BIGBOY MAKES IS ON THE CAGE:
http://www.youtube.com/watch?v=LHSB9STs-CY&feature=youtu.be


----------



## nycpigeonlady (Jan 22, 2012)

Oh wow, he looks great! I'm very impressed by his progress to jump-flying. I hope he makes it all the way. I have two pigeon in my feral flock who have been dragging their wings for years, one as badly as Bigboy, but it doesn't stop them from flying. 

You're right no to let him in with your pigeons for their sake, but also for his - he'll probably get badly pecked as a newcomer anyway so it won't be much fun at all. 

BTW, you've got a nice place there Dima with some beautiful plump pidgies.


----------



## Dima (Jan 15, 2011)

Thank you. Do you think is not safe to keep him in that cage when mines are not around/inside. So far so good,they share the same air,.i am worried for his dropings in the aviary, mines are pecking from the floor sometimes fallen seeds. And yes Bigboy improved quickly, he needs thou to fatten up.


----------



## Birdbabe (Jan 24, 2006)

Whats one more??? Im not much help am I ????Hee hee He looks great by the way, I honestly think he will not be able to be released, so if you dont keep him, I hope he gets to someone who can. Good luck.


----------



## nycpigeonlady (Jan 22, 2012)

I wouldn't put him in the cage even when your pigeons are not there. Sharing the same outdoor air is one thing, sharing the same floor, perches etc. is another. Besides, the reason he wants to get in there is because of all the other birds, so if they are not there, there won't be much point for him - he craves the interaction and he'll be getting more of it by being outside their cage while they are there, than inside by himself.


----------



## Dima (Jan 15, 2011)

Thank you. Do you think is not safe to keep him in that cage when mines are not around/inside. So far so good,they share the same air,.i am worried for his dropings in the aviary, mines are pecking from the floor sometimes fallen seeds. And yes Bigboy improved quickly, he needs thou to fatten up.


----------



## Dima (Jan 15, 2011)

nycpigeonlady said:


> I wouldn't put him in the cage even when your pigeons are not there. Sharing the same outdoor air is one thing, sharing the same floor, perches etc. is another. Besides, the reason he wants to get in there is because of all the other birds, so if they are not there, there won't be much point for him - he craves the interaction and he'll be getting more of it by being outside their cage while they are there, than inside by himself.


Thanks, i'll take your advise for 5 more weeks. Sorry that my replies duplicate,i am writing from my mobile.


----------



## Dima (Jan 15, 2011)

Birdbabe said:


> Whats one more??? Im not much help am I ????Hee hee He looks great by the way, I honestly think he will not be able to be released, so if you dont keep him, I hope he gets to someone who can. Good luck.
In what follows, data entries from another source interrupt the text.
Issue #4673, opened 2018-06-06
Inconsistent urllib3 version requirements between setup.py and __init__.py


GPMueller:
With https://github.com/requests/requests/commit/ac944b7439009ffbf7a10dfee35202f1ac090e76 the maximum allowed version of urllib3 in [setup.py](https://github.com/requests/requests/blob/master/setup.py) was increased to `1.23`.
However, in https://github.com/requests/requests/blob/master/requests/__init__.py#L57-L63 the version is still required to be `<= 1.22`.

This is a bug since the release of requests 1.23 yesterday: https://pypi.org/project/urllib3/#history

## Expected Result

Installation of `requests` via `pip` should work with urllib3 version `1.23`

## Actual Result

e.g.
```
/usr/local/lib/python2.7/dist-packages/requests/__init__.py:80: RequestsDependencyWarning: urllib3 (1.23) or chardet (3.0.4) doesn't match a supported version!
  RequestsDependencyWarning)
ContextualVersionConflict: urllib3 1.23
```

## Reproduction Steps

```
pip install urllib3==1.23
pip install requests
```

```python
import requests
```

yan12125:
Maybe #4669 should be reverted until urllib3 is fully supported.

GPMueller:
It looks to me like it should suffice to simply change the [`__init__.py`](https://github.com/requests/requests/blob/master/requests/__init__.py) to allow v1.23 of urllib3, but I'm not sure since I have not tested it.

rblaine95:
Just tested changing `__init__.py:63: assert minor <= 22` to `<= 23` and then tested with `aurman -Syu` to see if the error came back.

There's no error anymore, however I'm not sure if just simply incrementing that value could cause errors further down the road.

**Edit:** I'll update this if I encounter any errors. So far, I haven't come across anything.

nateprewitt:
Hey everyone, to be clear this isn't a bug but rather a specific design decision. We cannot guarantee support for new releases of urllib3 before they've been tested with the Requests code base. In the event of a new release we haven't tested you will see a warning message informing you about the issue.

We are currently slated to release Requests 2.19 in the next week or two which will move the warning pin. Our standard procedure is to wait a week or so and see if any major bugs are raised in urllib3's new release. Things will continue to work fine with 1.22 in the meantime.

valignatev:
My program relied on stdout output, and requests warning broke it. Good to know that issue is known and will be fixed soon :)

[...]

PR #4671, opened 2018-06-05
Allow urllib 1.23 (part 2)

yan12125:
Follow-up of https://github.com/requests/requests/pull/4669

This eliminates the following warning:
```
$ python -c 'import requests'
/usr/lib/python3.6/site-packages/requests/__init__.py:80: RequestsDependencyWarning: urllib3 (1.23) or chardet (3.0.4) doesn't match a supported version!
  RequestsDependencyWarning)
```

PR #4674, opened 2018-06-06
fixed urllib3 version dependency issue

nmante:
The `requests` setup.py file allows this version range for `urllib3` `>=1.21.1,<1.24`. However, the `__init__.py` has assertion statements that only allow up to (and including) version `1.22`. In this PR, I'm updating the `assert` statements in `__init__.py` to be inline with the `setup.py` `requires`

### DIFF
--- a/requests/__init__.py
+++ b/requests/__init__.py
@@ -57,10 +57,10 @@ def check_compatibility(urllib3_version, chardet_version):
     # Check urllib3 for compatibility.
     major, minor, patch = urllib3_version  # noqa: F811
     major, minor, patch = int(major), int(minor), int(patch)
-    # urllib3 >= 1.21.1, <= 1.22
+    # urllib3 >= 1.21.1, <= 1.23
     assert major == 1
     assert minor >= 21
-    assert minor <= 22
+    assert minor <= 23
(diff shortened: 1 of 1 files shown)


nateprewitt:
Hi @nmante, thanks for the contribution to Requests! We’re aware of the recent release of urllib3 and the current pin discrepancy at the tip of master. The current mismatch between the __init__.py doesn’t affect a current release but only the master branch which will be updated.

This issue has been addressed a few times in #4669, #4671, and #4673. It will be addressed with the release of Requests 2.19.

nmante:
@nateprewitt got it! I was working with release 2.18.4 which was causing issues because of the mismatch.

nateprewitt:
Just to reiterate what’s in the other threads in case someone stumbles on this. The release of 2.18.4 has an intentional requirement for urllib3 < 1.23. If your environment modifies the dependency requirements after Requests is installed, we emit a warning stating the dependencies no longer match the installation requirements and things are no longer guaranteed to work as expected.

Everything should work fine with Requests 2.18.4 as long as the correct dependencies are installed. Thanks again @nmante for checking in!

PR #4675, opened 2018-06-07
Don't warn about compatibility with urllib3 v1.23

jeremycline:
Requests allows v1.23 in #4669, but the compatibility check at import
time still looks for 22. Bump the version to 23.

edit: I do wonder if these checks should just be removed since it's pinned in setup.py and pip doesn't let you install 23 anyway without #4669.

Signed-off-by: Jeremy Cline <jcline@redhat.com>

### DIFF
--- a/requests/__init__.py
+++ b/requests/__init__.py
@@ -60,7 +60,7 @@ def check_compatibility(urllib3_version, chardet_version):
     # urllib3 >= 1.21.1, <= 1.22
     assert major == 1
     assert minor >= 21
-    assert minor <= 22
+    assert minor <= 23
 
     # Check chardet for compatibility.
     major, minor, patch = chardet_version.split('.')[:3]


yan12125:
FYI: similar patches at https://github.com/requests/requests/pull/4671 and https://github.com/requests/requests/pull/4674 were rejected.

nateprewitt:
Hey @jeremycline, thanks for putting this together. We’re aware the tip of master is inconsistent and merging #4669 was a bit premature. In order to prevent multiple follow up PRs for other things we missed, we (maybe just I) decided we’d just wait to do all of the upgrade steps at once with the 2.19 release as per our usual release process.

We’ve addressed this a few times in a few other PRs and issues (#4671, #4673, #4674).

jeremycline:
Ah cool. I should have checked closed PRs, sorry for the noise.

PR #4677, opened 2018-06-10
Fix unicode auth url bug in py3

mecforlove:
Just Fixed bug in [issue4649](https://github.com/requests/requests/issues/4649)

### DIFF
--- a/requests/auth.py
+++ b/requests/auth.py
@@ -16,7 +16,7 @@ import warnings
 
 from base64 import b64encode
 
-from .compat import urlparse, str, basestring
+from .compat import urlparse, str, basestring, is_py3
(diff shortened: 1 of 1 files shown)


mecforlove:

I appreciate your honesty, but by the same talk,i don't like to hear that he won't fly...i wonder if unproperly healed wing can serurgicaly be fixed by vets.


----------



## Dima (Jan 15, 2011)

Bigboy's wing is still hanging down. Sincerely i suffer because of that; i am not used to see a disabled bird that tries to fly and cannot.

More precisely it's not his whole wing dropping, it's only the part of the long feathers. They hang really low and it's bother him even when he's walking and because of that he walks sideway since the long feathers are touching his leg. I taped it for 4 days, but after untaping him for 2 days he wouldn't even try to flap or stretch (even thou the flapping and stretching at his right wing is not complete).

So today i called the vet and left a message with receptionist since i paid examination and she said the wing is not broken. But i have a clue that it's not broken from the top, but only where the long feathers are attached.

He likes to sit on top of the cage in the evening; he jumps to get there but he cannot. One day i put him up and i did so every evening, until one day he fell off (he stays on the edge). And it was awful to see him falling on the side of the bad wing..he could not turn to stand up and he cried while laying sideway. I cried with him. It's my fault. I spoil him and that's dangerous for him. This morning as an aplogize gift ,i left him in the outside cage where usualy my birds are let in the evening . He inspected the "aviary" walking around and when i left he jumped on the stick and was so happy to have my pigeons place as his place. Now i am at work and i am dead worried that he might fell. I try to make him happy and i do not look at the consequences. I feel bad and stupid. How do one comes around with a disabled bird in his/her life?

I hope the vet would give another examination for free, since he didn't do it properly first time? What do you think?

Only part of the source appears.